La semaine dernière, à Chiang Mai, l’autorité chargée de la production de l’électricité en Thailande (Electricity Generating Authority of Thailand, EGAT) a été condamnée à verser 246 000 baths, plus des intérêts en compensation à 130 villageois de Mae Moh, dans la province de Lampang, à cause des émissions toxiques de la centrale électrique et de son impact sur l’environnement.

Un golf au lieu d’un forêt

La centrale de production électrique de Mae Moh est la plus grosse centrale de production électrique de Thaïlande, et représente environ 20% de sa production totale d’électricité . Elle comprend 13 générateurs d’une capacité de 2600 méga watts, alimentés par une mine de charbon adjacente à ciel ouvert qui s’étend sur 135 Km2, et produit près de 40000 tonnes par jour. Les problèmes de pollution aux alentours de centrale sont récurrents depuis sa mise en service en 1996.

La cour de Chiang Mai a aussi ordonné à EGAT de prendre en charge la re localisation des villageois affectés à au moins cinq kilomètres de la centrale énergétique. Fait exceptionnel, le tribunal administratif de Chiang Mai a aussi condamné EGAT pour la construction d’un terrain de golf, alors que la reconversion des zones exploitées de la mine de lignite (charbon) aurait du être une forêt…. Le tribunal a estimé qu’une forêt atténuerait les impacts du vent et de l’écoulement des eaux, alors que que le golf avait détruit l’habitat des espèces sauvages et ne peut être utilisé comme rétention d’eau.
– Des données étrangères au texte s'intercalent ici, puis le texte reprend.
PR #722, opened 2023-06-29
ci: asan and lsan suppressions

wdconinc:
This adds asan and lsan suppressions files for use in CI.

- [ ] Bug fix (issue #__)
- [x] New feature (issue #__)
- [ ] Documentation update
- [ ] Other: __

No.

No.

### DIFF
--- a/.github/asan.supp
+++ b/.github/asan.supp
@@ -1,2 +1,1 @@
-# Ref. https://clang.llvm.org/docs/AddressSanitizer.html#suppressing-reports-in-external-libraries
 interceptor_via_lib:libCore.so
--- a/.github/asan.supp
+++ b/.github/asan.supp
@@ -1,2 +1,2 @@
 # Ref. https://clang.llvm.org/docs/AddressSanitizer.html#suppressing-reports-in-external-libraries
-interceptor_via_lib:/usr/local/lib/root/libCore.so
+interceptor_via_lib:libCore.so
--- a/.github/asan.supp
+++ b/.github/asan.supp
@@ -1,0 +1,2 @@
+# Ref. https://clang.llvm.org/docs/AddressSanitizer.html#suppressing-reports-in-external-libraries
+interceptor_via_lib:/usr/local/lib/root/libCore.so
--- a/.github/lsan.supp
+++ b/.github/lsan.supp
@@ -1,1 +1,2 @@
 leak:libCore.so
+leak:edm4hep::*::createBuffers
--- a/.github/lsan.supp
+++ b/.github/lsan.supp
@@ -1,2 +1,1 @@
-# Ref. https://github.com/google/sanitizers/wiki/AddressSanitizerLeakSanitizer
-/usr/local/lib/root/libCore.so
+leak:libCore.so
--- a/.github/lsan.supp
+++ b/.github/lsan.supp
@@ -1,0 +1,2 @@
+# Ref. https://github.com/google/sanitizers/wiki/AddressSanitizerLeakSanitizer
+/usr/local/lib/root/libCore.so
--- a/.github/workflows/linux-eic-shell.yml
+++ b/.github/workflows/linux-eic-shell.yml
@@ -33,8 +33,8 @@ jobs:
             CMAKE_BUILD_TYPE: Debug
             CXXFLAGS: -fprofile-instr-generate -fcoverage-mapping
     env:
-      ASAN_OPTIONS: malloc_context_size=20:detect_leaks=1:verify_asan_link_order=0:detect_stack_use_after_return=1:detect_odr_violation=0:new_delete_type_mismatch=0
-      LSAN_OPTIONS: exitcode=0
+      ASAN_OPTIONS: suppressions=.github/asan.supp:malloc_context_size=20:detect_leaks=1:verify_asan_link_order=0:detect_stack_use_after_return=1:detect_odr_violation=0:new_delete_type_mismatch=0
+      LSAN_OPTIONS: suppressions=.github/lsan.supp:exitcode=0
     steps:
     - uses: actions/checkout@v3
     - name: Prepare ccache timestamp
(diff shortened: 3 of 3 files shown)


.github/asan.supp
```diff
@@ -0,0 +1,2 @@
+# Ref. https://clang.llvm.org/docs/AddressSanitizer.html#suppressing-reports-in-external-libraries
+interceptor_via_lib:/usr/local/lib/root/libCore.so
```
wdconinc, line 2:
```console
AddressSanitizer: failed to parse suppressions
```

wdconinc:
It's possible this asan suppressions file is only supported in llvm...

wdconinc:
I was using CI to test here. I didn't test this yet on my own system.

veprbl:
Backtrace leaks are to be fixed by https://github.com/JeffersonLab/JANA2/pull/224, I suppose.
I'm investigating leaks in calo algorithms #731

veprbl:
> [FATAL] Detected timeout in worker! Stopping.

wdconinc:
I hate those timeouts.

veprbl:
Should we disable them in EICrecon globally? I don't understand how multithreadedness could make a difference.

wdconinc:
> Should we disable them in EICrecon globally?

Dans une autre décision prise la même semaine, le tribunal Administratif de Rayong, a donné 60 jours au Ministère de l’environnement pour désigner la municipalité de Map Tah Phut zone de pollution contrôlée. La Cour s’est fondée sur un rapport du département chargé de contrôler la pollution affirmant que l’air de la ville comporte une vingtaine de corps volatiles cancérigènes. D’autre part, l’Institut National du Cancer à découvert que le nombre de cancers était de 2 à 3 fois plus élevé dans cette province de Thaïlande. Enfin une étude du département scientifique de l’université de Silpakorn à rendu compte de mutations génétiques de certaines espèces animales.

Le ministère de l’environnement critiqué

Selon la Cour, le ministère de l’environnement n’a pas su protéger l’intérêt public en ne désignant pas la zone industrielle de Map Ta Phut zones de pollution contrôlée déclarées, alors que la Thailande en compte déjà 17 autres. Cette décision devrait faire date, car pour une fois ce n’est pas une entreprise, mais un ministère qui a été condamné pour ne pas avoir fait son devoir de protection.

Le Premier Ministre Thaïlandais, Abhisit Vejjajiva, en tant que Président du conseil National de l’environnement a déclaré que les décisions doivent être appliquées, et à demandé au Ministre de l’environnement et des Ressources naturelles, de ne pas faire appel et de préparer un rapport sur les impacts de ces décisions.

Le Président du Conseil Industriel de Rayong, Suvit Chuenpiyavaja, s’est quant à lui inquiété que ces jugements puissent éloigner les investisseurs industriels.

Les décisions administratives des tribunaux de Rayong et de Chiang Mai ne doivent pas être considérées comme une menace pour les investisseurs industriels et leurs projets. Ils sont toujours les bienvenus à condition qu’ils ne polluent pas l’environnement et ne menacent pas la santé des habitants de la région.

observe un commentateur du Bangkok Post.

Bien que ces décisions soient reconnues comme une victoire pour les habitants dont l’air et l’eau ont été contaminés pendant des années, de nombreux industriels s’inquiètent d’une diminution du nombre d’investissements et de touristes à Rayong. Mais en tant que zone propre Rayong, peut aussi attirer plus de touristes et d’investisseurs, qui pourront aussi se satisfaire de la sécurité qu’apporte ces zones de pollution contrôlée en matière d’environnement.